There will likely be differences between our minimum estimated
cash available for distribution for the twelve months ending
December 31, 2011 and our actual results for such period
and those differences could be material. If we fail to generate
the minimum estimated cash available for distribution for the
twelve months ending December 31, 2011, we may not be able
to pay cash dividends on our common shares at the initial
distribution rate stated in our cash dividend policy for such
period.
Our minimum estimated cash available for distribution required
to pay dividends to all our outstanding shares of common stock
at the estimated annual initial dividend rate of
$ per share is approximately
$38.7 million. Our minimum estimated cash available for
distribution is comprised of cash distributions from our limited
and general partnership interests in the Partnership, plus cash
distributions from our interests in VESCO, less general and
administrative expenses, less cash interest expense, if any,
less federal income taxes, less capital contributions to the
Partnership and VESCO and less reserves established by our board
of directors.
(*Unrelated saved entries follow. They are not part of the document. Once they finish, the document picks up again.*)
Issue #7608, opened 2018-05-11
TODO : Reactive/Webflux support


cbornet:
I have created a branch `reactive` to support reactive/webflux applications.

This issue is a TODO list for what remains:

- [x] Reactive DomainUserDetailsService (authentication) (@cbornet)
- [x] Account resource (@cbornet)
- [x] Security Audits (@cbornet #10405)
- [x] Serve front-end / static content (@cbornet)
- [x] Configure Locale resolver  (@cbornet)
- [x] Configure CORS  (@cbornet)
- [x] Exception handling (Problem) (https://github.com/zalando/problem-spring-web/pull/182)(@cbornet)
- [x] Http session / Cookie auth (#9326)  (@cbornet)
- [x] OAuth2 (@mraible  #11117)
- [x] SQL with R2DBC + reactor-pool (@cbornet #11439)
- [x] Cassandra (@cbornet in #9373)
- [x] Disable caching (@cbornet #10107)
- [x] Couchbase (@tchlyah in https://github.com/jhipster/generator-jhipster/pull/8997)
- [x] Skip user management on monolith and no database (#11014)(@cbornet)
- [x] API first (#8532) (@cbornet)
- [x] Server resources tests with WebTestClient
  - [x] User  (@cbornet)
  - [x] Account (@cbornet)
  - [x] Logs  (@cbornet)
- [x] Server resources
  - [x] User  (@cbornet)
  - [x] Logs  (@cbornet)
- [x] With service registry (Eureka)  (@cbornet)
- [x] Micro-service app  (@cbornet)
- [x] Metrics reporting with micrometer  (@cbornet)
- [x] Tune logback (#10462)(@cbornet)
- [x] Kafka option (#10935)(@cbornet)
- [x] Add BlockHound and Hooks.onOperatorDebug() during tests (#11009)(@cbornet)
- [x] Entity generator (#11416)(@murdos)

Blocked:
* Session Remember-me. (see https://github.com/spring-projects/spring-security/issues/5504)
* WebSockets option: no support for [security](https://github.com/spring-projects/spring-security/issues/5188) nor [STOMP](https://github.com/spring-projects/spring-framework/issues/19101)
* Springfox /swagger-ui (supported by future v3 of Springfox : https://github.com/springfox/springfox/issues/1773)
* Auditing : https://github.com/spring-projects/spring-security/issues/4961 and https://jira.spring.io/browse/DATACMNS-1231
[...]

PR #9326, opened 2019-02-22
Support for session auth in reactive apps

cbornet:
-   Please make sure the below checklist is followed for Pull Requests.

-   [x] [Travis tests](https://travis-ci.org/jhipster/generator-jhipster/pull_requests) are green
-   [x] Tests are added where necessary
-   [x] Documentation is added/updated where necessary
-   [x] Coding Rules & Commit Guidelines as per our [CONTRIBUTING.md document](https://github.com/jhipster/generator-jhipster/blob/master/CONTRIBUTING.md) are followed

Note : no support for remember-me (the checkbox is still present in the front but has no effect)

PR #11117, opened 2020-01-14
Add OAuth 2.0 / OIDC Auth for Reactive

mraible:
Adds OAuth2 support for reactive apps. Related to https://github.com/jhipster/generator-jhipster/issues/7608.

-   [x] Add continuous jobs for reactive monolith with e2e tests

Working example: https://github.com/mraible/jhipster-reactive-monolith-oauth2/pull/1

I'm guessing we need to add some tests for a reactive monolith with Protractor. Currently, if you generate a reactive monolith and run `yarn e2e`, tests fail.


test-integration/samples/webflux-mongodb/.yo-rc.json
```diff
@@ -17,7 +17,7 @@
         "enableTranslation": true,
         "nativeLanguage": "en",
         "languages": ["en", "fr"],
-        "testFrameworks": ["gatling"],
+        "testFrameworks": ["gatling","protractor"],
```
qmonmert: ["gatling","protractor"] => ["gatling", "protractor"] will be better :)

mraible:
@jhipster/developers Does anyone know where the `/page-does-not-exist` to client-side `/404` logic resides? The e2e test is failing for it when using webflux.

ruddell:
The backend logic that forwards 404s (that don't match an API endpoint) to the client is in [ClientForwardController.java](https://github.com/jhipster/generator-jhipster/blob/bbe475987898ef4a313318c2c71362f30b40f172/generators/server/templates/src/main/java/package/web/rest/ClientForwardController.java.ejs), it was removed from `reactive` apps in https://github.com/jhipster/generator-jhipster/pull/9326 . This also means that refreshing on a path like http://localhost:8080/account/settings will result in a 404.  Maybe there is a reactive way to do this?

mraible:
I was able to add a `SpaWebFilter` and now `/index.html` doesn't flash as it did before. 

```java
@Component
public class SpaWebFilter implements WebFilter {

    @Override
    public Mono<Void> filter(ServerWebExchange exchange, WebFilterChain chain) {
        String path = exchange.getRequest().getURI().getPath();
        if (!path.startsWith("/api") && path.matches("[^\\\\.]*")) {
            return chain.filter(
                exchange.mutate().request(exchange.getRequest().mutate().path("/index.html").build()
                ).build());
        }
        return chain.filter(exchange);
    }
}
```

Everything seems to work on the client, but I get a 401 for any routes that should be 404s.

mraible:
I was able to fix the security issue by adding the following to the `SecurityConfiguration`:

```java
.addFilterAt(new SpaWebFilter(), SecurityWebFiltersOrder.AUTHENTICATION)
```

mraible:
CI is failing after I merged from master:

```
[INFO] ERROR in /Users/mraible/webflux-mongodb/src/main/webapp/app/modules/login/login.tsx(26,11):
[INFO] TS2339: Property 'from' does not exist on type '{} | { from: { pathname: string; search: string; }; }'.
```

Line is:

```js
const { from } = location.state || { from: { pathname: '/', search: location.search } };
```

It doesn't look like this file has changed in a while. Maybe compiler settings changed or a React dependency?

mraible:
The `react-gradle-cassandra-session-redis` check is failing because of an `OperationTimedOutException`. This [happens on master too](https://github.com/jhipster/generator-jhipster/runs/389349931) and doesn't seem related to any changes I made. Maybe Cassandra takes too long to startup in Docker?

I'm not sure why JWT and session auth e2e tests are failing for WebFlux. The 404 test passes successfully, then the user can't log in after that. Any ideas @cbornet?

DanielFran:
@mraible It seems a dependency from react, actually all react tests are failing from Master

generators/server/templates/src/main/java/package/config/ReactiveSecurityConfiguration.java.ejs
```diff
@@ -201,14 +266,86 @@ public class SecurityConfiguration {
...
+            .pathMatchers("/api/auth-info").permitAll()
             .pathMatchers("/api/**").authenticated()
             .pathMatchers("/management/health").permitAll()
             .pathMatchers("/management/info").permitAll()
             .pathMatchers("/management/prometheus").permitAll()
             .pathMatchers("/management/**").hasAuthority(AuthoritiesConstants.ADMIN);
+        <%_ if (authenticationType === 'oauth2') { _%>
+
+        http<%_ if (['monolith', 'gateway'].includes(applicationType)) { _%>.oauth2Login()
+            .authenticationSuccessHandler(this::onAuthenticationSuccess)
```
cbornet: @mraible will you also do the authenticationErrorHandler ?

mraible: There's no reason to do one for OAuth 2.0 because the authentication will fail at the IdP and you won't be redirected back to the app.

mraible:
@DanielFran I'm not sure if it's worth it because the [fix was just adding `as any`](https://github.com/jhipster/generator-jhipster/pull/11117/commits/50973e295494d318eea8cbff36cb21f1871ff63e).

@cbornet All tests pass! Are you OK with me merging to master? If so, should we change Reactive from Alpha to Beta?

generators/server/templates/src/main/java/package/config/ReactiveSecurityConfiguration.java.ejs
cbornet: So we can't have the security audits for failed auth ?

cbornet:
LGTM.
We still need to do the SQL/R2DBC option (work started [here](https://github.com/cbornet/jhipster-r2dbc)) and the entity gen. Do you think that's mandatory for a beta ?

generators/server/templates/src/main/java/package/config/ReactiveSecurityConfiguration.java.ejs
mraible: No, I don't think so. At least not in JHipster. They should be available in the IdP though.

mraible:
@cbornet Good point. I'll hold off on changing to Beta. We could always cheat for the entity generator. If someone tries to use it with WebFlux, just print a message saying that you shouldn't build CRUD apps with WebFlux. ;)

Another thing that might be nice would be too prompt for reactive rather than having it as a separate option. It'd show up when the user chose monolith, microservice, or gateway.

Upon the closing of the expected sale of our
interests in VESCO, substantially all of our cash flow will be
generated from our limited and general partnership interests in
the Partnership. In order for our minimum estimated cash
available for distribution to be approximately
$38.7 million, we estimate that the Partnership must have
minimum estimated cash available for distribution for the twelve
months ending December 31, 2011 of $178.5 million,
which would be sufficient to fund the Partnerships most
recently declared and paid distribution for the quarter ended
June 30, 2010 of $2.11 per common unit on an annualized
basis.
57
In order for the Partnership to have minimum estimated cash
available for distribution of $178.5 million, we estimate
that it must generate Adjusted EBITDA of at least
$370.9 million for the twelve months ending
December 31, 2011 after giving effect to a
$49.4 million cash reserve. As set forth in the table below
and as further explained under Assumptions and
Considerations, we believe the Partnership will produce
minimum estimated cash available for distribution of
$178.5 million for the twelve months ending
December 31, 2011.
We do not as a matter of course make public projections as to
future operations, earnings or other results. However,
management has prepared the minimum estimated cash available for
distribution and assumptions set forth below to substantiate our
belief that we will have sufficient cash available to pay the
estimated annual dividend rate to our stockholders for the
twelve months ending December 31, 2011. The accompanying
prospective financial information was not prepared with a view
toward complying with the published guidelines of the SEC or the
guidelines established by the American Institute of Certified
Public Accountants with respect to prospective financial
information, but, in the view of our management, was prepared on
a reasonable basis, reflects the best currently available
estimates and judgments and presents, to the best of
managements knowledge and belief, the assumptions on which
we base our belief that we can generate the minimum estimated
cash available for distribution necessary for us to have
sufficient cash available for distribution to pay the estimated
annual dividend rate to all of our stockholders for the twelve
months ending December 31, 2011. However, this information
is not fact and should not be relied upon as being necessarily
indicative of future results, and readers of this prospectus are
cautioned not to place undue reliance on the prospective
financial information. The prospective financial information
included in this prospectus has been prepared by, and is the
responsibility of, our management. PricewaterhouseCoopers LLP
has neither examined, compiled nor performed any procedures with
respect to the accompanying prospective financial information
and, accordingly, PricewaterhouseCoopers LLP does not express an
opinion or any other form of assurance with respect thereto. The
PricewaterhouseCoopers LLP reports included in this prospectus
relate to our historical financial information. Such reports do
not extend to the prospective financial information of the
Partnership or us and should not be read to do so.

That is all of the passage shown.